11. A device according to claim 9 including means for measuring the rate at which liquid is being supplied to the tub during agitation and means for interrupting and restarting agitation to permit additional liquid to be supplied to the tub without agitation during periods of low liquid levels and long fill times.

12. A device according to claim 9, wherein said means for measuring the head pressure and means for measuring the varying pressure of the pressure waves comprises means for sampling the pressure of the liquid exerted against a portion of said tub.

13. A device according to claim 9, wherein said means for automatically controlling said supply means includes means for controlling valves in water supply lines connected to said tub.

14. A device according to claim 9 including means for inputing fabric type of said clothes load.

15. A device according to claim 14, wherein said means for determining the optimum total volume of liquid requirement for wash said clothes load is dependant on said pressure range comparison and said fabric type.

16. A device according to claim 9, wherein said means for measuring the varying pressures comprises a pressure sensor which provides an electrical square wave output having a period inversely proportional to the pressure sensed.

17. A device according to claim 16, wherein said means for determining a range of pressures includes means for determining the period of said electrical square waves.

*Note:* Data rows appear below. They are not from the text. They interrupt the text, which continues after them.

PR #800, opened 2017-04-19
Position nav at x

### LINKED ISSUE #779: Digital story nav - current view
The article card in the navigation, which corresponds to the article you are on, should be flush left in the navigation. It should move right next to the digital story title block. The users would then have to click the left arrow to reveal previous articles.

screen shot 2017-04-11 at 16 12 01

gestchild:

Fixes #779

After discussion with Tomi, we've decided to ensure the current item is always in view onLoad and have added a highlight style to the current item in order to make it more identifiable.

## What does it look like?
screen shot 2017-04-19 at 13 40 12

screen shot 2017-04-19 at 13 36 47

### DIFF
--- a/client/scss/components/_numbered_list.scss
+++ b/client/scss/components/_numbered_list.scss
@@ -148,6 +148,22 @@ $numbered-list-number-size-large: 96px;
     border-width: 0 1px 0 0;
   }
 
+  .numbered-list__item--turquoise {
+    border-bottom: $v-spacing-unit solid color('turquoise');
+  }
+
+  .numbered-list__item--orange {
+    border-bottom: $v-spacing-unit  solid color('orange');
+  }
+
+  .numbered-list__item--red {
+    border-bottom: $v-spacing-unit  solid color('red');
+  }
+
+  .numbered-list__item--purple {
+    border-bottom: $v-spacing-unit  solid color('purple');
+  }
+
   .numbered-list__link,
   .numbered-list__link-surrogate {
     width: 100%;
--- a/client/scss/components/_numbered_list.scss
+++ b/client/scss/components/_numbered_list.scss
@@ -153,15 +153,15 @@ $numbered-list-number-size-large: 96px;
   }
 
   .numbered-list__item--orange {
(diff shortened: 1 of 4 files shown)


Norvard:
That solution works nicely!

jamesgorrie:
Just UI question - would it not make sense to have the article title rather than "Currently viewing" as the blue line now indicates that? Similar to the navigation pattern?

I only ask as it is not really a pattern you see elsewhere? Normally you either add a visual indicator (like the really nice blue line), or something along the lines of

**Part 3: Charged bodies**
_Currently viewing_

gestchild:
That makes sense to me, but if we lose 'currently viewing' from the visible text we should make sure it's still available to screen reader users

Norvard:
We also have the date... so its a matter of fitting it all in. Also fitting that info in the collapsed version. Something had to give there...

When the reader appears on the article, they can clearly see the title big below.

Norvard:
The space would need to accommodate longer title, part # and date... 

Tough call

Norvard:
Also, not sure if coloured line is enough to indicate "this is what you are reading" if we were to lose the _currently viewing_ text all together. In that case, besides coloured line, nothing else is clearly telling you what part you are reading since we dont include the "part #" in the big title below.

jamesgorrie:
> When the reader appears on the article, they can clearly see the title big below.

Yea, but it's another cognitive model to have to deal with which is also very specific to our platform (I've not seen that anywhere else).

client/scss/components/_numbered_list.scss
```diff
@@ -148,6 +148,22 @@ $numbered-list-number-size-large: 96px;
     border-width: 0 1px 0 0;
   }
 
+  .numbered-list__item--turquoise {
+    border-bottom: $v-spacing-unit solid color('turquoise');
+  }
+
+  .numbered-list__item--orange {
+    border-bottom: $v-spacing-unit  solid color('orange');
```
davidpmccormick: You've got two spaces after `$v-spacing-unit` on these three properties – it's making my eyes bleed!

18. A method of controlling the amount of liquid in a liquid treatment machine comprising:

placing a specific mass of material to be treated in a container in the machine;

filling the machine with liquid;

agitating the material and liquid in the container during the filling step in an oscillatory manner;

measuring the head pressure of the liquid during the agitating step;

determining and storing the range of pressures during periods of oscillation;

comparing a current range with a previously stored largest range;

calculating an optimum value of additional liquid to be added based on the amount of liquid in the container and the differences in pressure ranges, and

introducing additional liquid in an amount to achieve said optimum value.